MICHEL MARTIN, HOST:

This is TELL ME MORE, from NPR News. I'm Michel Martin. Coming up, many residents of the East Coast are still cleaning up after storm damage. In a minute, we will hear from the founder of the group Angie's List about how to avoid home repair scams. That's in just a few minutes.

But first, it's finally here: Election Day. And you may be so sick of all the campaign ads and coverage you've been hearing, you might think you have heard enough about what the candidates and the media consider important. But it occurred to us that despite all the minutes spent talking about issues this year, not every issue that touches the lives of Americans has actually gotten any attention on the campaign trail this year.

We're thinking here about things like crime, climate change, caregiving and poverty. So in these final moments of the 2012 campaign, we decided to talk about why that is and what people should know about those issues. To talk about this, we're joined now by a roundtable of journalists who have been covering these overlooked issues - if we can call them that - all year long, and even before that in many cases, and why they didn't get a lot of play on the campaign trail.

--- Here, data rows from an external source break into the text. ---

PR #178, opened 2019-02-03
Avalonia+WPF combined

ForNeVeR:
This PR will rebase the work done in #170 on top of current Avalonia branch.

- Close #170.


ahopper:
This should now work with 0.8.0 Avalonia nuget release, It would be nice to get a nuget release for the avalonia version.

PR #183, opened 2019-02-23
Set DebugType to Full to prevent losing stack traces on .NET Framework

ForNeVeR:
Otherwise, the code becomes harder to debug on .NET Framework (and we for now only support .NET Framework).


ForNeVeR:
Thanks for the review.

PR #184, opened 2019-02-28
Enable textWithExpression test (#181)

### LINKED ISSUE #181: Orphaned test
This test lacks `[<Fact>]` attribute. I tried to fix it, but it doesn't even work. Need to fix it.

https://github.com/ForNeVeR/wpf-math/blob/ea242da599fa63ad811212945e84b84f0c977740/src/WpfMath.Tests/ParserTests.fs#L169-L172

ForNeVeR:
Closes #181.

Everything is okay with this test, so I've just enabled it :)


ForNeVeR:
Thanks for the review!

With us now, Marilyn Geewax. She is a senior business editor here at NPR. She's a frequent guest on our program, and we talk to her about the economy. Also with us, Jennifer Ludden. She's a correspondent for NPR's national desk and she covers stories on family life and social issues, and she's done in-depth reporting on caregiving issues facing the country. Also with us, Melinda Henneberger. She's a political writer for the Washington Post. They're all here in Washington, D.C. With us from Chicago, David Schaper. He's one of NPR's Midwest correspondents.

Thank you all so much for joining us.

MARILYN GEEWAX, BYLINE: Thanks.

JENNIFER LUDDEN, BYLINE: Thank you.

DAVID SCHAPER, BYLINE: Thanks for having us.

MARTIN: So Marilyn, I'm going to start with you, because we've talked with you all year long about the economy. But it seems to a lot of us that most of the focus has been on the middle class. And I want to ask you first: Do you agree that poverty has not been very much discussed? And just how big of a problem is poverty, should it have been?

GEEWAX: It's interesting that some journalists have gone back through transcripts and actually counted the word poverty, how many times it came up, and it really hasn't been brought up much. The word middle class shows up everywhere. And yet there really has been a tremendous growth in poverty in this country since the Great Recession began.

In 2007, before the Great Recession began, about 13 percent of Americans were in poverty, and now it's up to 15, 16 percent. And that's really this overhang from people losing their jobs, losing their homes. And we've seen a big surge in the number of people who are taking advantage of food stamps.

That's a program that's called SNAP nowadays, the Supplemental Assistance for Nutrition Program. But that growth has really been part of the stimulus bill. When President Obama came into office in early 2009, it was clear that more and more people were going to need food stamps, so there was more money set aside for that. And it's really caused a big expansion in the program, and that's where most of the help for poverty has gone, into trying to keep people fed.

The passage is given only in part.